*WHAT THE EXERCISE ASKS*: Could you set down exactly the lines of the data below, starting at the one that holds "PR #232, opened 2021-04-30" and ending at the one that holds "--- a/catkit/emulators/iris_ao_controller.py", both included, and only those?
---- MATERIAL SHOWN
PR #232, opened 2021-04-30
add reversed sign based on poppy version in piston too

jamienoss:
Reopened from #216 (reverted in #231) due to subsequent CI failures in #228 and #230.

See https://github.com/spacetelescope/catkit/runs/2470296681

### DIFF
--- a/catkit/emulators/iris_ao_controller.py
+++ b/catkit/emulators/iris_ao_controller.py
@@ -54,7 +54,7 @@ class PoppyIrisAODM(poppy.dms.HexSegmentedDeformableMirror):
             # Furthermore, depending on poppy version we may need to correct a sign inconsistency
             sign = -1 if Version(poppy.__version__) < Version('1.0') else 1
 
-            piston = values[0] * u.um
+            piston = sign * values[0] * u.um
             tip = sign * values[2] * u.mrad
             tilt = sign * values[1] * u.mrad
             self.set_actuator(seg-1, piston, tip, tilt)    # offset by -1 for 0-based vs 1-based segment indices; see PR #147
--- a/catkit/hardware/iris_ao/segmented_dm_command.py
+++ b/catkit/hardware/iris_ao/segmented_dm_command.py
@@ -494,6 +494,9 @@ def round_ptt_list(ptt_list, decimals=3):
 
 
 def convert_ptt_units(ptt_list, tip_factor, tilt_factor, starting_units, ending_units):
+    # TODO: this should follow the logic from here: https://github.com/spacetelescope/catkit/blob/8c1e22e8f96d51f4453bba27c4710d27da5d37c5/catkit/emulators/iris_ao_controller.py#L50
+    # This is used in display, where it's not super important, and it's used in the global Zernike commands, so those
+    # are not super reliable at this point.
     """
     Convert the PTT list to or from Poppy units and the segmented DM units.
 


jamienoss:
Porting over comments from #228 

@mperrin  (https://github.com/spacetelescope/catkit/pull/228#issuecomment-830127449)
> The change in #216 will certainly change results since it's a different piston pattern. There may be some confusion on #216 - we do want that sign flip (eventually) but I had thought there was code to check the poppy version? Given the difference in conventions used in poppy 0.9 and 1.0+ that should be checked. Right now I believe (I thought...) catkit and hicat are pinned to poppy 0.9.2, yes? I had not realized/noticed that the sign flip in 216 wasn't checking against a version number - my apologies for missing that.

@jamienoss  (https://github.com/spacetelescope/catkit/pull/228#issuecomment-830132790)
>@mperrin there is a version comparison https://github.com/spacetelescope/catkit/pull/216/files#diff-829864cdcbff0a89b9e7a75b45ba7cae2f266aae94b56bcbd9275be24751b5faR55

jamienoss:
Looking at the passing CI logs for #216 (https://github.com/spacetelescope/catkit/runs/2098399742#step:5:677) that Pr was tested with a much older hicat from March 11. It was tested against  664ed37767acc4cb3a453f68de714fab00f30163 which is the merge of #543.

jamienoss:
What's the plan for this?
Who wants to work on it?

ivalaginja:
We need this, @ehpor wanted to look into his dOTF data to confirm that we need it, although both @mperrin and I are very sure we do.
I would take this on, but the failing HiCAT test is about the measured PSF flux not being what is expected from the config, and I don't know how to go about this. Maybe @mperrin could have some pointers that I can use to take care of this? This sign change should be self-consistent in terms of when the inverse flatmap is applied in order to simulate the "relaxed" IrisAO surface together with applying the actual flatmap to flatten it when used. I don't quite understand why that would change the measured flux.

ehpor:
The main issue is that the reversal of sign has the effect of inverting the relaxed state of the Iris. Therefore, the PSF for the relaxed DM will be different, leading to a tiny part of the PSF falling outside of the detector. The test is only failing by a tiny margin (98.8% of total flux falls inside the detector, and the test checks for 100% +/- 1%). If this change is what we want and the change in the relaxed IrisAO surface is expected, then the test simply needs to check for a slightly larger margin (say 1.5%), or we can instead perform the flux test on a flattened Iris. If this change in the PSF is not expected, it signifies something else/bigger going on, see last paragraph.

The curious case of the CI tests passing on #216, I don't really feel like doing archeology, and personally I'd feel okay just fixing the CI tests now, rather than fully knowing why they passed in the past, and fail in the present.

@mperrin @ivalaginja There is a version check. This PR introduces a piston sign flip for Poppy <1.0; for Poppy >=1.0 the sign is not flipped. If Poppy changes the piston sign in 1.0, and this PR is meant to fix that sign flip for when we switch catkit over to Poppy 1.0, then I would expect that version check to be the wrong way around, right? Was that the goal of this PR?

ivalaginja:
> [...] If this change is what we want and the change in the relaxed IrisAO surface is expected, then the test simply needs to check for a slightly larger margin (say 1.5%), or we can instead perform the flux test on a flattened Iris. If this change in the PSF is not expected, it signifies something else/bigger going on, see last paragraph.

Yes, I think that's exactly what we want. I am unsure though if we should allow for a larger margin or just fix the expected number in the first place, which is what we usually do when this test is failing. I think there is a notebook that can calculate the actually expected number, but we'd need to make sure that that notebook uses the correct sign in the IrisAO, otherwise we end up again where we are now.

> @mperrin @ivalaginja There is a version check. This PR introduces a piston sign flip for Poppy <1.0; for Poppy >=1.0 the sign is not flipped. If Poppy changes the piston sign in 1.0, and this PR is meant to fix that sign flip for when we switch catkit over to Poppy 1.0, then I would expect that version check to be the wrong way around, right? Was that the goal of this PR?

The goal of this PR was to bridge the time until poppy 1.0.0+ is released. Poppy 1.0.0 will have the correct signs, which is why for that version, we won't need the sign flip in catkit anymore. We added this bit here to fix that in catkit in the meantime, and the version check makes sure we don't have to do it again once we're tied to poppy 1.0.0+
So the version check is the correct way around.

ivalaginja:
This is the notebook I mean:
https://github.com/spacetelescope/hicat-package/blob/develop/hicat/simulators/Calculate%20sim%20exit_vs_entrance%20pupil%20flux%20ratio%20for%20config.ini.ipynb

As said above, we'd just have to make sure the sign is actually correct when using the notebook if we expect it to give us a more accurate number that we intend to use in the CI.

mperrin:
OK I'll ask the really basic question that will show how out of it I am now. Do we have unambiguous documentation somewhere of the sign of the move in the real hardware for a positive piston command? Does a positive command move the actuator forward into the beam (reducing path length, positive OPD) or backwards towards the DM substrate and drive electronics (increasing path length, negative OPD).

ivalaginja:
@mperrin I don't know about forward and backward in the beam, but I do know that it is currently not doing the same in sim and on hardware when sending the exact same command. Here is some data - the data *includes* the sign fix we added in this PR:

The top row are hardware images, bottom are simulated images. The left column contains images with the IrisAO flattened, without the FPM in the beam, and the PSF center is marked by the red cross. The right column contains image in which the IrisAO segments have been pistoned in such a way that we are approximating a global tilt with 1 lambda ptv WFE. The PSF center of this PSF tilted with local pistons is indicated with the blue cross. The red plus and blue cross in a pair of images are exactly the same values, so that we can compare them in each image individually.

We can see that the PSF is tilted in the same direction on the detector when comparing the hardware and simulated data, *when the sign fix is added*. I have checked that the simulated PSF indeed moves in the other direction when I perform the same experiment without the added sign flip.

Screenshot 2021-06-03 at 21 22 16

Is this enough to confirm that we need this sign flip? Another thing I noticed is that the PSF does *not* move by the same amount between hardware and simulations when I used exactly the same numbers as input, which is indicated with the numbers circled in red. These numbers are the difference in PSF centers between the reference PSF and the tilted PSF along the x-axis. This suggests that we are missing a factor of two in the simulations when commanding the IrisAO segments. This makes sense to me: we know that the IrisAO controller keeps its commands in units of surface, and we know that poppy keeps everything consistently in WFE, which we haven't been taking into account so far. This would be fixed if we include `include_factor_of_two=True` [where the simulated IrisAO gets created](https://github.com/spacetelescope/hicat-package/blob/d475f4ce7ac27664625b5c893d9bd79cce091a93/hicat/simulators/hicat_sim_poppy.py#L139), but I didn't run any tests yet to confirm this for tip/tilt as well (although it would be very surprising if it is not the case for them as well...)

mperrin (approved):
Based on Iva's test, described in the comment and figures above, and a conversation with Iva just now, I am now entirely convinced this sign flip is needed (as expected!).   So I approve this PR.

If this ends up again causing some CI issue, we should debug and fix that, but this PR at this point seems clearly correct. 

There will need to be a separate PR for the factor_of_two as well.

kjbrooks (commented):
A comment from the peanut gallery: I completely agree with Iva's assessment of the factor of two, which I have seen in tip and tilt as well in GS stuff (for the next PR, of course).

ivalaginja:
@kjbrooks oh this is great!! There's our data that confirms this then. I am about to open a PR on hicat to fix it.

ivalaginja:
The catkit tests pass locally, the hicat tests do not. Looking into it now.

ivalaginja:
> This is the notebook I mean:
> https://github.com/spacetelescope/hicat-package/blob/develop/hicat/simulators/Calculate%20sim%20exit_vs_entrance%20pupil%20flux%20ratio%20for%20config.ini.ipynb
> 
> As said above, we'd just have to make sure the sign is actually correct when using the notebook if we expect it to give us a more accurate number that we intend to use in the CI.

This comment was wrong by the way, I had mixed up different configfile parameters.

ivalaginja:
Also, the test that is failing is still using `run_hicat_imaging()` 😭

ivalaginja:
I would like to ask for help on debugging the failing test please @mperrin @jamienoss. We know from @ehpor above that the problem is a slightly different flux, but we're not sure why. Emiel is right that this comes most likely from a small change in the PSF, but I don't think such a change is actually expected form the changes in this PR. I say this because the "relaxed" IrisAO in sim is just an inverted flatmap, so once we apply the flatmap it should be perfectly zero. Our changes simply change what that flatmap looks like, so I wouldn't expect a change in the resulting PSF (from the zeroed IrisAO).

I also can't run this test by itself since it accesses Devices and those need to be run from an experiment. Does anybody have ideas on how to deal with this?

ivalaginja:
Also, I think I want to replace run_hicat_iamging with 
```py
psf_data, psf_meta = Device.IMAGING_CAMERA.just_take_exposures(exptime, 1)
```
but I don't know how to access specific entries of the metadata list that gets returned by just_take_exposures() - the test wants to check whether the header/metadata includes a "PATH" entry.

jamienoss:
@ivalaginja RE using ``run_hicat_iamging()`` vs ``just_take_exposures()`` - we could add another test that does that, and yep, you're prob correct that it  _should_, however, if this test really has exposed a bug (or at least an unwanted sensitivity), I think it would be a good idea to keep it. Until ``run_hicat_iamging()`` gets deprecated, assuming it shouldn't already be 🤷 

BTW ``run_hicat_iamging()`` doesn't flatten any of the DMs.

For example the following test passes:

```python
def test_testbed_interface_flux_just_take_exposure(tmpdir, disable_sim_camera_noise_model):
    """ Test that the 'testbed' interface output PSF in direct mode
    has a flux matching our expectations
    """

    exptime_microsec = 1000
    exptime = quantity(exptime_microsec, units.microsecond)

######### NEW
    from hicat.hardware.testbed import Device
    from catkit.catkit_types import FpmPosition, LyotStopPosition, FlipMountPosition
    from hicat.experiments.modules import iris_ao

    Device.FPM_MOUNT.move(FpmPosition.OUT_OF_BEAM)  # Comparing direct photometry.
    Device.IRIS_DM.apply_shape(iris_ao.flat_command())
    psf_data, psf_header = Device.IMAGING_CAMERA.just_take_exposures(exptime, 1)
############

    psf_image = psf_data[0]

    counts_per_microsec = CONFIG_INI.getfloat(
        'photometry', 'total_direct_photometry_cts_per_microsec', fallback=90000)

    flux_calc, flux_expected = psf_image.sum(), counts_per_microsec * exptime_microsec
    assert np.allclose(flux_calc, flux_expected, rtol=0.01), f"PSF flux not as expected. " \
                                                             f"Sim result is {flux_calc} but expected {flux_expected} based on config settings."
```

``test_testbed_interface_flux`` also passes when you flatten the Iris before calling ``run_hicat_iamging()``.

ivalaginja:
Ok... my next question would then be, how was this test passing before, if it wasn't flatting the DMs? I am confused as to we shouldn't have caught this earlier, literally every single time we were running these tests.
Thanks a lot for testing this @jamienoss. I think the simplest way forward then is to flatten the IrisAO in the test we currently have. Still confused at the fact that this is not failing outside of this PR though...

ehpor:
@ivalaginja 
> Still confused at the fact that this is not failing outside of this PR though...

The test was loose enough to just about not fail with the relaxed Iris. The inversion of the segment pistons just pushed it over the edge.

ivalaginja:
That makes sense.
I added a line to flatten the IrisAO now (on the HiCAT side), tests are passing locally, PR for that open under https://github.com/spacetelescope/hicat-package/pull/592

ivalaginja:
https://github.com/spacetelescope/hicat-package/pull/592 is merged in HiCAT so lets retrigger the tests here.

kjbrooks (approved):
--------
---- MATERIAL SHOWN
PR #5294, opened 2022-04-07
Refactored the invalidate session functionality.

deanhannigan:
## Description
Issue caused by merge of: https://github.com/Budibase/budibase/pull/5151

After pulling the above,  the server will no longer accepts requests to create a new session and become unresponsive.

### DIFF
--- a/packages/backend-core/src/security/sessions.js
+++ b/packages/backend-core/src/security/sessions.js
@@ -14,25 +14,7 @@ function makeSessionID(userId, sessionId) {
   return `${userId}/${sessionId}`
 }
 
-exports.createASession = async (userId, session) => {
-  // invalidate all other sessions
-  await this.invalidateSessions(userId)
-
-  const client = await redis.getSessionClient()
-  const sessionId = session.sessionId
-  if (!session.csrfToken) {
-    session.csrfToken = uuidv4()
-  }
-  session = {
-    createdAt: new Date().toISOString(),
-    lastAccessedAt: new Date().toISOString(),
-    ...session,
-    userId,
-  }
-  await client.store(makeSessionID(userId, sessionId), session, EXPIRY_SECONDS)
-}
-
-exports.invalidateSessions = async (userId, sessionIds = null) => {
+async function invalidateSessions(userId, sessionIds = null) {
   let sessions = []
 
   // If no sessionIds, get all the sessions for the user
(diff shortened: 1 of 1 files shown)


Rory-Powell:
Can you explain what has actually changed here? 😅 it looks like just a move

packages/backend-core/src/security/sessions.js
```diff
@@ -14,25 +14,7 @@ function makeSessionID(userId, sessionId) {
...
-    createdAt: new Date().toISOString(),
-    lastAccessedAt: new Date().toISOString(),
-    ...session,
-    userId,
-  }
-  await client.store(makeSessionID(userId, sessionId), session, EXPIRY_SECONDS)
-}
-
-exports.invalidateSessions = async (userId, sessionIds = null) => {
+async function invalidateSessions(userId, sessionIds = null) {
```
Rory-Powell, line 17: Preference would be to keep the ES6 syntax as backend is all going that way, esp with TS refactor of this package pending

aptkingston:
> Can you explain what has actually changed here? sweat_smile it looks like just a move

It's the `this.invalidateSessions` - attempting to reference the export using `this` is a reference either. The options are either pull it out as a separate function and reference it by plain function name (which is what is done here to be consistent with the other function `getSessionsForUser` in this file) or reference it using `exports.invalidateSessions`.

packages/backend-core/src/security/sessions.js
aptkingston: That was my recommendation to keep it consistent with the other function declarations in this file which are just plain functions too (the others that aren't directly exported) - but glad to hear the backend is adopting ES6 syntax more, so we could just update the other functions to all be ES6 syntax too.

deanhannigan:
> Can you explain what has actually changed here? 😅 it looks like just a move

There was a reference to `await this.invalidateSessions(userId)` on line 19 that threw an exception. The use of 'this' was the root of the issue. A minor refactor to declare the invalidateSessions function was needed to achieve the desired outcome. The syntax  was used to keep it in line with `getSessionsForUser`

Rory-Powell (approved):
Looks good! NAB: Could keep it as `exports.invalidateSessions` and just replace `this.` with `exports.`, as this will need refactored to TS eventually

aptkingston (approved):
--------
---- MATERIAL SHOWN
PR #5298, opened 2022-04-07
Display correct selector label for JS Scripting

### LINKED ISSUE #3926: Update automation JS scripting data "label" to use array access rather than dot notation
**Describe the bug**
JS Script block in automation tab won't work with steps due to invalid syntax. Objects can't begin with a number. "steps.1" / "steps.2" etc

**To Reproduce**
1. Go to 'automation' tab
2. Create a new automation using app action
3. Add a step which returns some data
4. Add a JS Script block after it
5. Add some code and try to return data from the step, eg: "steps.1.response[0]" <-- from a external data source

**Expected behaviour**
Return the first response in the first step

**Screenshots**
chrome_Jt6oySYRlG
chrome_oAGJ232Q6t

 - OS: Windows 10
--------
*ANSWER SPACE*:
PR #232, opened 2021-04-30
add reversed sign based on poppy version in piston too

jamienoss:
Reopened from #216 (reverted in #231) due to subsequent CI failures in #228 and #230.

See https://github.com/spacetelescope/catkit/runs/2470296681

### DIFF
--- a/catkit/emulators/iris_ao_controller.py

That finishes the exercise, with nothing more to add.